Когда-то я была очень старой. Много-много раз была я такой; но у меня есть одна особенность: всякий раз, когда я старею, я либо умираю, чтобы потом возродиться, либо просто снова становлюсь юной. И вот сейчас я снова перед вами с шелковистой кожей, с запахом ландыша, исходящего от волос и звонким голосочком. Только сияния в глазах нет.
Я вам поведаю историю наподобие той, что вы уже слышали.
Я билась в утробе своей матери со своими сестрами, как некогда бились в утробе Ревекки ее известные всем сыновья. Только моя мать при родах погибла, дав нам новую жизнь. Все то время, что она мучилась от болей и после нашего рождения, в воздухе стоял великий гул; поднявшаяся пыль и встревоженный пепел все никак не хотели оседать. Мы бились у нее в утробе за первенство и бились после, когда появились на свет. Мы бились и враждовали даже тогда, когда были старыми в прошлых жизнях. Не странно ли, что самые близкие всегда готовы перегрызть друг другу аорту? Я сейчас стала понимать, почему в Библии сказано «возлюби ближнего», а не «ближнего и дальнего». Дальних любить гораздо проще. Итак, я отвлеклась.
Мы бились в темноте, так как пепел мешал нашим взглядам встретиться. Из-за этого, а может из-за банальной жестокости, мы наносили друг другу раны с таким остервенением, что даже голодное животное, рвущее свою добычу, показалось бы нежным и мягким созданием. Мы припоминали друг другу старые обиды и бесконечные козни. Нет, нам есть что вспомнить и хорошего: я, например, помню, как мы вплетали в наши косы цветы и водили хороводы; тогда было очень весело и спокойно. А наш смех разносился ветром по берегам Дуная, Савы и Дрины. Но когда ты хочешь задавить в своих «объятиях» того, кто причинил тебе боль, в голове не остается места для добрых воспоминаний. Люди говорят, что мы пролили так много крови, что даже всемирная история округлила глаза и, стыдливо покраснев, прикрыла свое лицо руками. Во всей этой суете и толкотне, мы забыли нашу мать и нашего отца.

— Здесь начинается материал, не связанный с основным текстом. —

PR #794, opened 2025-09-05
fixed: parallel L2 assembly for ASMsxDLag

akva2:
as BsplineBasis::knotInterval() is not thread safe. this is called when evaluating the integrand solution inside the omp loop.

### DIFF
--- a/src/ASM/ASMs3DLag.C
+++ b/src/ASM/ASMs3DLag.C
@@ -947,11 +947,13 @@ int ASMs3DLag::findElement (double u, double v, double w,
     return -1;
   }
 
-  const std::array<std::pair<double,int>,3> knot {{
-    {u, svol->basis(0).knotInterval(u)},
-    {v, svol->basis(1).knotInterval(v)},
-    {w, svol->basis(2).knotInterval(w)}
-  }};
+  std::array<std::pair<double,int>,3> knot;
+#pragma omp critical
+  {
+    knot[0] = {u, svol->basis(0).knotInterval(u)};
+    knot[1] = {v, svol->basis(1).knotInterval(v)};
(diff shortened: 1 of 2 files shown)


akva2:

src/ASM/ASMs3DLag.C
```diff
@@ -947,11 +947,14 @@ int ASMs3DLag::findElement (double u, double v, double w,
...
-    {w, svol->basis(2).knotInterval(w)}
-  }};
+  std::array<std::pair<double,int>,3> knot;
+
+#pragma omp critical
+  {
+    knot[0] = {u, svol->basis(0).knotInterval(u)};
+    knot[1] = {v, svol->basis(1).knotInterval(v)};
+    knot[2] = {w, svol->basis(2).knotInterval(w)};
+  }
```
kmokstad, line 957: Will not not work just to insert the `#pragma` before L950? Since it is just a single statement anyway, or..?

src/ASM/ASMs3DLag.C
```diff
@@ -947,11 +947,14 @@ int ASMs3DLag::findElement (double u, double v, double w,
     return -1;
   }
 
-  const std::array<std::pair<double,int>,3> knot {{
-    {u, svol->basis(0).knotInterval(u)},
-    {v, svol->basis(1).knotInterval(v)},
-    {w, svol->basis(2).knotInterval(w)}
-  }};
+  std::array<std::pair<double,int>,3> knot;
+
```
kmokstad, line 951: So just remove the blank line 951 and I'm happy, more clear these statements belong together like in the 2D case above.

akva2: ok

akva2:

Мы забыли, что некогда, будучи их частью, мы олицетворяли гармонию и ласкали нашу судьбу руками.
Пепел улегся. Пыль осела. А мы… мы только заметили, что все это время мы танцевали на руинах нашей колыбели. Мы дрались, топча развалины нашего прошлого. Кровь впиталась в землю и на ней стали расти цветы. Но у меня на руках и на шее до сих пор пепел и алая жидкость. Впрочем, как и у моих сестер.

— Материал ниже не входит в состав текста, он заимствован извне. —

PR #795, opened 2025-09-05
SparseMatrix: re-implement and re-enable thread-parallel MxV

akva2:
This time using openmp array reduction


kmokstad (approved):
Great :+1:

PR #796, opened 2025-09-05
MultiPatchModelGenerator: remove subdivision support

akva2:
This was prototype functionality to enable full DD single-patch parallelization through Bezier extraction. Largely unused, and since graph partitioning can be used instead, it's not worth carrying any longer


akva2:
jenkins build this with downstreams ifem-poisson=73 please

kmokstad (approved):
Don't know much about it, so go ahead.

PR #797, opened 2025-09-07
Added: virtual method SystemMatrix::compressPattern()

kmokstad:
Implemented for SparseMatrix only.
Use this in eig::solver() to speed up the matrix-vector multiplication in case of single-thread.


akva2 (approved):
Looks fine

PR #798, opened 2025-09-10
Additional app-dependent displacement blocks

kmokstad:
The protected member `addDisBlk` is added to class `SIMoutput`, through which downstream apps may specify additional displacement field blocks - not belonging to the FE model itself - to be written to the VTF file. handy for visualization of sea surface elevation, etc.

Extended the virtual `writeGlvA()` method with the time argument.

Also (second commit) adding profiling of the `SystemMatrix::initAssembly()` call.


kmokstad:
jenkins build this with downstreams ifem-elasticity=189 ifem-finitedeformation=51 please

PR #799, opened 2025-09-10
Added: Option to indent the profiling report based on level

kmokstad:
To easier spot the level one tasks (no indent) which together make upt the different between the "Total" and "Other".


kmokstad:
jenkins build this with downstreams ifem-elasticity=190 please

PR #802, opened 2025-09-13
Added: Pass global 0-based element index to the integrand

kmokstad:
Used for allocating global element matrix cache for integrands.

Also adding some (missing?) isElementInPartition() calls in integrate() methods.


kmokstad:

akva2 (approved):
Strictly speaking there are downstreams that use the wrong index now, but obviously it's fine for those cases so not necessary to address them now.

PR #803, opened 2025-09-16
changed: don't call preallocate for all system matrices

akva2:
right now the matrices have the same sparsity pattern, so we can just preallocate for the first matrix and use a copy for the rest


akva2:

akva2:

src/ASM/AlgEqSystem.C
```diff
@@ -66,7 +66,10 @@ bool AlgEqSystem::init (LinAlg::MatrixType mtype, const LinSolParams* spar,
     }
 
     PROFILE("Pre-assembly");
-    A[i]._A->initAssembly(sam,preAssemblyFlag);
+    if (i == 0)
+      A[i]._A->initAssembly(sam,preAssemblyFlag);
+    else
+      A[i]._A = A[0]._A->copy();
```
kmokstad, line 72: So this seems to work, but the _A matrix for i > 0 has then already been created unnecessarily, so maybe L59 should be

    if (i == 0 && !A[0]._A)

or put the create step before the loop to make it even more clear

akva2:

kmokstad (approved):
The test on A.empty() is probably not necessary (or just consider it an error condition to bee fool-proof), but that's not important.

akva2:
Yeah maybe. It used to implicitly do the same test in the loop, so added it just to be sure..

PR #807, opened 2025-09-17
export MPIEXEC_EXECUTABLE in IFEMConfig

akva2:
to avoid having to look for it in downstream apps


akva2:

После того, что с нами произошло, мы  постарались разойтись. Лейла – так зовут одну из моих сестер – посмотрела на меня своими османскими глазами и ушла, напевая по дороге слезливую балладу о том, как она пострадала в этой бойне. Катарина – моя другая сестрица – тоже ушла в противоположную сторону, приговаривая, что мы с Лейлой дурно воспитаны, при этом она бубнила себе под нос какие-то стихи, приправленные латынью. А я не могла отойти от шока. У меня перед глазами до сих пор стояла тьма, а кожа до сих пор чувствовала удары. Я не знаю, какой рок нас так поссорил. Не знаю, какой бес вселяется в людей, что они готовы своими руками убивать. Я не знаю, почему мы этими самыми нашими дланями создаем прекрасное и при этом не чураемся уничтожать. Мы даже не состоим из парадоксов, мы – сам парадокс.
Только я хотела отмыть свои руки, как ко мне пришел страшный человек. Этот человек уже многое повидал и многое натворил. Его лицо изрешетило шрамами, а на руках, как и у меня, была спекшаяся чья-то кровь. Он сел напротив меня и долго смотрел мне пристально в глаза.
- Я долго наблюдал за вами. – Сказал он мне, припудрив голос коварным тоном.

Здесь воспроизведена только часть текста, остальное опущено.